Could you restate word for word every line of the records below, from the first one to the one holding "With the current"?
++++ MATERIAL FOR THIS EXERCISE ++++
PR #2413, opened 2024-02-23
Add provider callback handler for web app

### LINKED ISSUE #2404: Add provider redirect handler for web based apps
With the current CLI provider enrolment process, the Minder backend handles the redirect from the provider (e.g GitHub) and generates and stores a user token.
The Minder CLI queries the backend, looking for a confirmation that the token has been saved.

From a  web based app perspective, it would be nicer if the user was redirected back to frontend app after the provider has been authorized. This way the web app doesn't have to continuously query the Minder backend.

eleftherias:
# Summary

- Remove callback handler from rpc definition since it's always an HTTP request
- Add optional redirect_url parameter

Fixes #2404

## Change Type

# Testing

# Review Checklist:


internal/controlplane/server.go
```diff
@@ -316,6 +317,12 @@ func (s *Server) StartHTTPServer(ctx context.Context) error {
 
 	mw := otelhttp.NewMiddleware("webhook")
 
+	// Use Gorilla Mux router to handler path variables
+	gorillaMux := gorillamux.NewRouter()
```
JAORMX, line 321: aren't we able to also handle variables using the `mux` from the GRPC gateway runtime we already have? Why do we need to introduce a new dependency?

https://grpc-ecosystem.github.io/grpc-gateway/docs/operations/inject_router/

internal/controlplane/handlers_oauth.go
```diff
@@ -115,108 +126,150 @@ func (s *Server) GetAuthorizationURL(ctx context.Context,
...
-
-	// Check the nonce to make sure it's valid
-	valid, err := mcrypto.IsNonceValid(in.State, s.cfg.Auth.NoncePeriod)
-
-	if err != nil {
-		return nil, status.Errorf(codes.Unknown, "error checking nonce: %s", err)
-	}
+// HandleProviderCallback handles the OAuth 2.0 authorization code callback from the enrolled
+// provider. This function gathers the state from the database and compares it to the state
+// passed in. If they match, the provider code is exchanged for a provider token.
```
JAORMX, line 131: you might want to indicate that this is handle by the gorilla Mux router, given that it's the only instance where it differs

internal/controlplane/handlers_oauth.go
```diff
@@ -115,108 +126,150 @@ func (s *Server) GetAuthorizationURL(ctx context.Context,
...
+//
+//nolint:gocyclo
```
JAORMX, line 133: maybe we should listen to this warning and address the cyclomatic complexity by splitting this function.

JAORMX (changes requested):

internal/controlplane/server.go
eleftherias: Thanks for pointing that out! Updated

internal/controlplane/handlers_oauth.go
eleftherias: Done

internal/controlplane/handlers_oauth.go
eleftherias: Removed usage of gorilla mux, but added a comment saying this is an HTTP only handler

internal/controlplane/handlers_oauth.go
```diff
@@ -92,6 +95,13 @@ func (s *Server) GetAuthorizationURL(ctx context.Context,
 		owner = sql.NullString{Valid: true, String: *req.Owner}
 	}
 
+	var redirectUrl sql.NullString
+	if req.RedirectUrl == nil {
+		redirectUrl = sql.NullString{Valid: false}
+	} else {
+		redirectUrl = sql.NullString{Valid: true, String: *req.RedirectUrl}
```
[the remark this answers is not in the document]
eleftherias: In this case the redirect URL will be something like `minder.com/onboarding/repo-registration` so that the frontend user can continue where they left off before the redirect to GitHub. It won't have any additional query params like `code` etc. Do you think it still needs to be encrypted?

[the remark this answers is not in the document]
JAORMX: gotcha, it wasn't entirely clear to me what it would contain. If it's just the host and path it's fine.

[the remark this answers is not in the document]
JAORMX: Should we add URL validation so we make sure such things don't get stored here then?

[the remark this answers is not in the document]
eleftherias: I'd be more inclined to encrypt it just in case, rather than restrict what can be passed in. The frontend team hasn't determined what the structure will be, and I'd like to allow the flexibility of sending `minder.com/onborading?step=repo-registration` if that ends up being more convenient for them. What do you think?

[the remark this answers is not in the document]
JAORMX: Can you give a little bit more information on what the proposed flow and usage for this is? Just wanna make sure we don't over-complicate things while keeping the security concerns in check.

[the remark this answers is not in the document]
eleftherias: For sure, this is the intended flow:
- User wants to enrol a provider from the frontend Minder app
- FE queries BE to get the github authorization URL providing the URL where the Minder backend will send the user when enrolment is complete, for example `minder.com/onboarding/repo-registration`
- BE responds with the GitHub authorization URL and the frontend redirects the user there
- When GitHub authorization is complete, GitHub redirects to Minder BE with the oauth code and state param. Minder BE uses the code to generate an OAuth token, and stores the token. It uses the state to figure out 1) which project to associate the token with and 2) to get the redirect back to the frontend
- Minder BE redirects the user back to the frontend

The key difference between the web flow and the CLI flow is that the CLI flow shows the "Minder enrollment complete" page, while the web flow takes the user back to the frontend.

With the web flow and the CLI flow, none of the OAuth data (code or token) is passed to the frontend. It's all handled exclusively by the backend.

evankanderson:
I checked out v0.0.24 and verified that we do not call `ExchangeCodeForTokenCLI` anywhere in that release, so we should be good to go from a compatibility point of view.  I'm reading the code now.

dmjb (approved):

internal/controlplane/handlers_oauth.go
```diff
@@ -115,55 +127,93 @@ func (s *Server) GetAuthorizationURL(ctx context.Context,
...
-// This function is used by the CLI client.
-func (s *Server) ExchangeCodeForTokenCLI(ctx context.Context,
-	in *pb.ExchangeCodeForTokenCLIRequest) (*httpbody.HttpBody, error) {
+// HandleProviderCallback handles the OAuth 2.0 authorization code callback from the enrolled
+// provider. This function gathers the state from the database and compares it to the state
+// passed in. If they match, the provider code is exchanged for a provider token.
+// note: this is an HTTP only (not RPC) handler
+func (s *Server) HandleProviderCallback() runtime.HandlerFunc {
+	return func(w http.ResponseWriter, r *http.Request, pathParams map[string]string) {
+		ctx := context.Background()
```
evankanderson, line 136: This should use [`r.Context()`](https://pkg.go.dev/net/http#Request.Context), not the background context.  (Or it can just pass along `r`.)

internal/controlplane/handlers_oauth.go
```diff
@@ -115,55 +127,93 @@ func (s *Server) GetAuthorizationURL(ctx context.Context,
...
 	span := trace.SpanFromContext(ctx)
-	span.SetName("server.ExchangeCodeForTokenCLI")
-	span.SetAttributes(attribute.Key("code").String(in.Code))
+	span.SetName("server.HandleProviderCallback")
+	span.SetAttributes(attribute.Key("code").String(code))
 	defer span.End()
 
-	// Check the nonce to make sure it's valid
-	valid, err := mcrypto.IsNonceValid(in.State, s.cfg.Auth.NoncePeriod)
+	provider := pathParams["provider"]
```
evankanderson, line 157: Do we want to check that provider is non-empty?

internal/controlplane/handlers_oauth.go
```diff
@@ -115,55 +127,93 @@ func (s *Server) GetAuthorizationURL(ctx context.Context,
...
+
+	if stateData.RedirectUrl.Valid {
+		parsedURL, err := url.Parse(stateData.RedirectUrl.String)
+		if err != nil {
+			return fmt.Errorf("error parsing redirect URL: %w", err)
+		}
+		http.Redirect(w, r, parsedURL.String(), http.StatusTemporaryRedirect)
+		if err != nil {
+			return fmt.Errorf("error redirecting to URL: %w", err)
+		}
```
evankanderson, line 191: Should we `return` at this point?  We've sent a redirect, so the ResponseWriter isn't going to be good for much else.  In fact, attempting to return an error here will probably screw up the ResponseWriter if it tries to send a second response code.

internal/controlplane/handlers_oauth.go
```diff
@@ -115,55 +127,93 @@ func (s *Server) GetAuthorizationURL(ctx context.Context,
...
-// This function gathers the state from the database and compares it to the state
-// passed in. If they match, the code is exchanged for a token.
-// This function is used by the CLI client.
-func (s *Server) ExchangeCodeForTokenCLI(ctx context.Context,
-	in *pb.ExchangeCodeForTokenCLIRequest) (*httpbody.HttpBody, error) {
+// HandleProviderCallback handles the OAuth 2.0 authorization code callback from the enrolled
+// provider. This function gathers the state from the database and compares it to the state
+// passed in. If they match, the provider code is exchanged for a provider token.
+// note: this is an HTTP only (not RPC) handler
+func (s *Server) HandleProviderCallback() runtime.HandlerFunc {
```
evankanderson, line 134: Do we want to try to enforce that this is HTTPS-only by checking the [`x-forwarded-proto` HTTP header](https://developer.mozilla.org/en-US/docs/Web/HTTP/Headers/X-Forwarded-Proto) or [`Forwarded: ...proto`](https://developer.mozilla.org/en-US/docs/Web/HTTP/Headers/Forwarded)?  (Yeah, that's kinda crummy, but is mostly-standardized, I think)

internal/controlplane/handlers_oauth.go
```diff
@@ -115,55 +127,93 @@ func (s *Server) GetAuthorizationURL(ctx context.Context,
...
+	}
+
+	return nil
+}
+
+func (s *Server) generateOAuthToken(ctx context.Context, provider string, code string,
+	stateData db.GetProjectIDPortBySessionStateRow) error {
 	// generate a new OAuth2 config for the given provider
-	oauthConfig, err := auth.NewOAuthConfig(provider.Name, true)
+	oauthConfig, err := auth.NewOAuthConfig(provider, true)
```
evankanderson, line 206: We used to use `getProviderFromRequestOrDefault`, but now we're just taking the path parameter as-is and feeding it in to `NewOAuthConfig`.  I think we need to do some validation here.

internal/controlplane/handlers_oauth.go
```diff
@@ -115,55 +127,93 @@ func (s *Server) GetAuthorizationURL(ctx context.Context,
...
+		_, err = w.Write(auth.OAuthSuccessHtml)
+		if err != nil {
+			return fmt.Errorf("error writing OAuth success page: %w", err)
+		}
+	}
+
+	return nil
+}
+
+func (s *Server) generateOAuthToken(ctx context.Context, provider string, code string,
```
evankanderson, line 203: I am sad that the existing code is entwined with the `Server` and doesn't take the cryptoEngine and a slice of the Store interface.  It would be pretty easy to test on its own if we did that.

We could also replace `DeleteAccessToken` / `CreateAccessToken` with `UpsertAccessToken`, which would do an [`INSERT ... ON CONFLICT DO UPDATE`](https://www.postgresql.org/docs/current/sql-insert.html#SQL-ON-CONFLICT), which would be more atomic than what we do today (two HTTP requests could race each other).

On the other hand, you may not be looking to do a big refactor, so I'm not going to block on it.

evankanderson (commented):
A few comments on how you could slip some testing in if you want, but I'm not going to block on it.

Musts:

1. Use `r.Context`, not `context.Background`.
2. Validate the `provider` parameter
3. (maybe) handle the `.../callback/cli` path if it is used.

internal/controlplane/handlers_oauth.go
eleftherias: We should check that the provider is not empty, but `getProviderFromRequestOrDefault` never made sense here because this endpoint was only ever called from GitHub which never had a user context.

internal/controlplane/handlers_oauth.go
eleftherias: From what I can tell the handlers that are generated from our rpc routes don't enforce HTTPS-only (but maybe I didn't look in the right places), so I don't think we need to enforce it here.

internal/controlplane/handlers_oauth.go
eleftherias: I was struggling with testing this because `oauthConfig.Exchange` makes HTTP calls.
I was thinking eventually we can have a factory on the `Server` struct that generates the oauth config, similar to what we have for `auth.JwtValidator`. That would make this entire handler testable. 
I just wasn't ready to take on that refactor now. 
Do you have any other ideas for making this testable considering the calls in `oauthConfig.Exchange`?

internal/controlplane/handlers_oauth.go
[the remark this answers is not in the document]
JAORMX: The redirect URI is stored in the DB, which is what I suggested encrypting.

internal/controlplane/handlers_oauth.go
eleftherias: I agree

internal/controlplane/handlers_oauth.go
eleftherias: I like the idea, where would `Register(string, *auth.OAuthConfig)` be called? I imagine it could be on startup, since we have (almost) all the data we need to construct it. The only thing that's dynamic is the `cli` boolean which changes the redirect URL based on whether the CLI or web app initiated the enrolment, and I would like to get rid of that differentiation anyway.

internal/controlplane/handlers_oauth.go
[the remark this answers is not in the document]
evankanderson: Ah - I'd missed that because it was off the diff. Carry on!

internal/controlplane/handlers_oauth.go
```diff
@@ -115,55 +128,94 @@ func (s *Server) GetAuthorizationURL(ctx context.Context,
...
 	if err != nil {
-		return nil, providerError(err)
+		return err
 	}
 
-	// generate a new OAuth2 config for the given provider
-	oauthConfig, err := auth.NewOAuthConfig(provider.Name, true)
+	// Telemetry logging
+	logger.BusinessRecord(ctx).Provider = provider
+	logger.BusinessRecord(ctx).Project = stateData.ProjectID
```
evankanderson, line 185: Can we move these before `s.generateOAuthToken, so that we include the provider and project information even on errors?

internal/controlplane/handlers_oauth.go
eleftherias: I'll create a followup issue to refactor this and make it testable

JAORMX (approved):
LGTM

eleftherias:
Changed the DB migration number to 22, anticipating that https://github.com/stacklok/minder/pull/2452 will be merged first

JAORMX (dismissed):

eleftherias:
Had to resolve conflicts

JAORMX (approved):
++++
EXERCISE RESPONSE:
PR #2413, opened 2024-02-23
Add provider callback handler for web app

### LINKED ISSUE #2404: Add provider redirect handler for web based apps
With the current CLI provider enrolment process, the Minder backend handles the redirect from the provider (e.g GitHub) and generates and stores a user token.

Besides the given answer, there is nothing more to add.